Billionaire banker Uday Kotak has shed caution necessitated by the pandemic and is now willing to chase growth with more conviction.
Shareholders will see a significant shift in Kotak Mahindra Bank Ltd.‘s approach, with “greater aggression” and sharper execution, the vice chairman and managing director of the bank he founded said in his message in the annual report for 2020-21. “We’ll not shy away from taking bolder bets.”
The private lender sees this as the right time to experiment more and concentrate on segments it deems as offering the best opportunities for returns, he said in the annual report released on Thursday. “Today, we have a much lighter balance sheet and with sufficient capital in our hands; we are ready to grow substantially faster, but on our terms.”
The bank will increase investments in strengthening its digital and technology platforms and offerings. Kotak said technology has moved from being “a support function” to the “epicentre” of the business.
Kotak’s stance suggests he has given up the caution expressed in the 2019-20 annual report released in July 2020 “…even strong boats must remember the lesson of the Titanic—considered unsinkable when she was built,” Kotak had said, highlighting the need to slow down in the face of a crisis. “Before she hit the iceberg, she was moving at a great speed, leading to a tremendous collision which overwhelmed all her safety mechanisms.”

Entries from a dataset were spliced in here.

PR #330, opened 2024-06-11
add-capa-china

calvix:
towards https://github.com/giantswarm/roadmap/issues/3482

add test sutie for CAPA china, based and china provider

In china, the DNS seems to be slower to propagate and caused issues with SSL cert for the helloworld app. The cert-manager failed to resolve DNS for helloworld application and the cert immediately went into an invalid state which cert-manager isn't retrying (it is but after 1 hour and that is way too long for e2e). To overcome this issue I introduced a DNS test that wait until the wildcard ingress DNS is resolvable and only after that deploys helloworld app.

/run cluster-test-suites


calvix:
```
Ran 27 of 29 Specs in 3278.796 seconds
SUCCESS! -- 27 Passed | 0 Failed | 0 Pending | 2 Skipped
PASS

Ginkgo ran 1 suite in 54m50.619717634s
Test Suite Passed
```

It seems to be working now, only concern is  that I saw a out of 5 tris that deployed apps needed like 5 more minutes to pass

calvix:
another successful run
```
[AfterSuite] PASSED [1252.859 seconds]

Ran 27 of 29 Specs in 3821.291 seconds
SUCCESS! -- 27 Passed | 0 Failed | 0 Pending | 2 Skipped
PASS

Ginkgo ran 1 suite in 1h3m56.656450459s
Test Suite Passed
```

assets/storage/storage.go
```diff
@@ -33,7 +33,7 @@ spec:
     runAsUser: 1001
   containers:
     - name: pvc-test-container
-      image: nginxinc/nginx-unprivileged
+      image: gsoci.azurecr.io/giantswarm/nginx-unprivileged
```
calvix, line 36: `docker.io` doesn't work in china at all

internal/common/metrics.go
```diff
@@ -178,7 +178,7 @@ func runTestPod(mcClient *client.Client, podName string, ns string) error {
 			Containers: []corev1.Container{
 				{
 					Name:  "test",
-					Image: "alpine:latest",
+					Image: "gsoci.azurecr.io/giantswarm/alpine:latest",
```
calvix, line 181: `docker.io` doesn't work in china at all

AverageMarcus (approved):

AverageMarcus:
Has the kubeconfig been updated in `tekton-resources`? If so, we should be able to run these tests in Tekton.

calvix:
> Has the kubeconfig been updated in `tekton-resources`? If so, we should be able to run these tests in Tekton.

https://github.com/giantswarm/tekton-resources/pull/358

Yes, just waiting for my last test to finish and will try to run a full test with `/run cluster-test-suites`

AverageMarcus:
You can use `/run cluster-test-suites TEST_SUITES=./providers/capa/china` to only run the new tests if you want.

AverageMarcus:
Whoops! 

I'm an idiot! I was testing something for releases and accidentally disabled the tests 🤦

AverageMarcus:
/run cluster-test-suites TARGET_SUITES=./providers/capa/china

calvix:
> /run cluster-test-suites TARGET_SUITES=./providers/capa/china
@AverageMarcus 
OK, that looks good, should we also run the test for all providers to see if my changes didn't break something else?

AverageMarcus:
Yeah lets do that to be sure but I think we're good :)

I have seen some flakey providers this morning though so as long as the majority of providers pass I think we'll be good to merge this in.

/run cluster-test-suites

calvix:
`[It] all default apps are deployed without issues` failed but all the apps were eventually deployed so everything else passed. I think China will need a longer timeout for this test like 15 more minutes.

Should I somehow make that configurable or should it be increased for all tests?

AverageMarcus:
15 minutes just for default apps to be installed is already longer than I'd like 😞 

Do you have any idea on what might be slower for China when installing these?

calvix:
> 15 minutes just for default apps to be installed is already longer than I'd like 😞
> 
> Do you have any idea on what might be slower for China when installing these?

Yeah its `app operator/chart-operator` pulling stuff from GitHub, it's quite slow

AverageMarcus:
Oh that's very annoying. 😞 

I haven't looked but can we maybe refactor it a bit to use the timeout from the `state.GetContext()`? Then we can set it differently for China (maybe).

calvix:
> Oh that's very annoying. 😞
> 
> I haven't looked but can we maybe refactor it a bit to use the timeout from the `state.GetContext()`? Then we can set it differently for China (maybe).

Yeah I have no idea how to do that, I tried a few things  but the `state.GetContext()` is returning nil when I tried to call it in `capa_test.go` or `capa_suite_test.go`

AverageMarcus:
Ok. I don't want to hold this PR up too much. 

For now just raise the timeout but would you mind adding an issue to our board to take a look at making this configurable in the future?

calvix:
> Ok. I don't want to hold this PR up too much.
> 
> For now just raise the timeout but would you mind adding an issue to our board to take a look at making this configurable in the future?

ACK, thanks

and sorry for giving you more work :see_no_evil:

AverageMarcus:
It's fine :)

calvix:
Everything except `CAPVCD` passed and that failed on cluster creation so not related to this change. 

Merging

Through most of FY21, Kotak Mahindra Bank decided to take its foot off the accelerator and focus on increasing the base of secured retail loans. The bank stayed away from rapidly growing unsecured lending portfolio.

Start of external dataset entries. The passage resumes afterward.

PR #530, opened 2023-06-18
Allow importing definitions without vhost

carlhoerberg:
And override vhost regardless if a specific vhost is chosen to import to


carlhoerberg:
When exporting specific vhost definitions, we still include the vhost name, rabbitmq does not..

PR #531, opened 2023-06-18
Don't fsync on confirm but syncfs on transaction

carlhoerberg:
Rabbit is removing fsync on confirm and transactions. Was no-op already. `syncfs` synchronizes all files on the filesystem, which is convinent instead of having to track all possible files that would need to be synced when acking/publishing in a transaction.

While its home loan portfolio grew 12.8% over the preceding year in FY21, secured consumer banking loans rose 10%. Agriculture and tractor financing, too, witnessed a rise. Almost all other loan porfolios saw outstanding loans shrink or remain flat from a year earlier.
Total advances as of March rose 1.8% year-on-year to Rs 2.23 lakh crore. In the quarter ended June, the bank’s total loans increased 6.4% year-on-year, but shrunk sequentially to Rs 2.17 lakh crore.
Kotak’s optimism, however, comes amid rising default rates because of the second wave of Covid-19 pandemic. Gross non-performing asset ratio as of June inched up 31 basis points sequentially to 3.56% for the bank.
As for other private peers, the rise in bad loans for Kotak Mahindra Bank, too, came from retail and business banking segments. This was largely because the bank’s officers were unable to reach borrowers in the commercial vehicle and commercial equipment segments to collect loans during the pandemic’s second wave.
Looking at the improving recovery trends since June, the bank has guided for better asset quality management later in the year.
Analysts at Emkay Global, in a July 27 report, cut the bank’s earnings per share estimates by 3-5% but expect it to deliver a return on assets of 1.9-2%. Return on equity should also improve gradually, with the bank showing an intent to grow, the analysts said.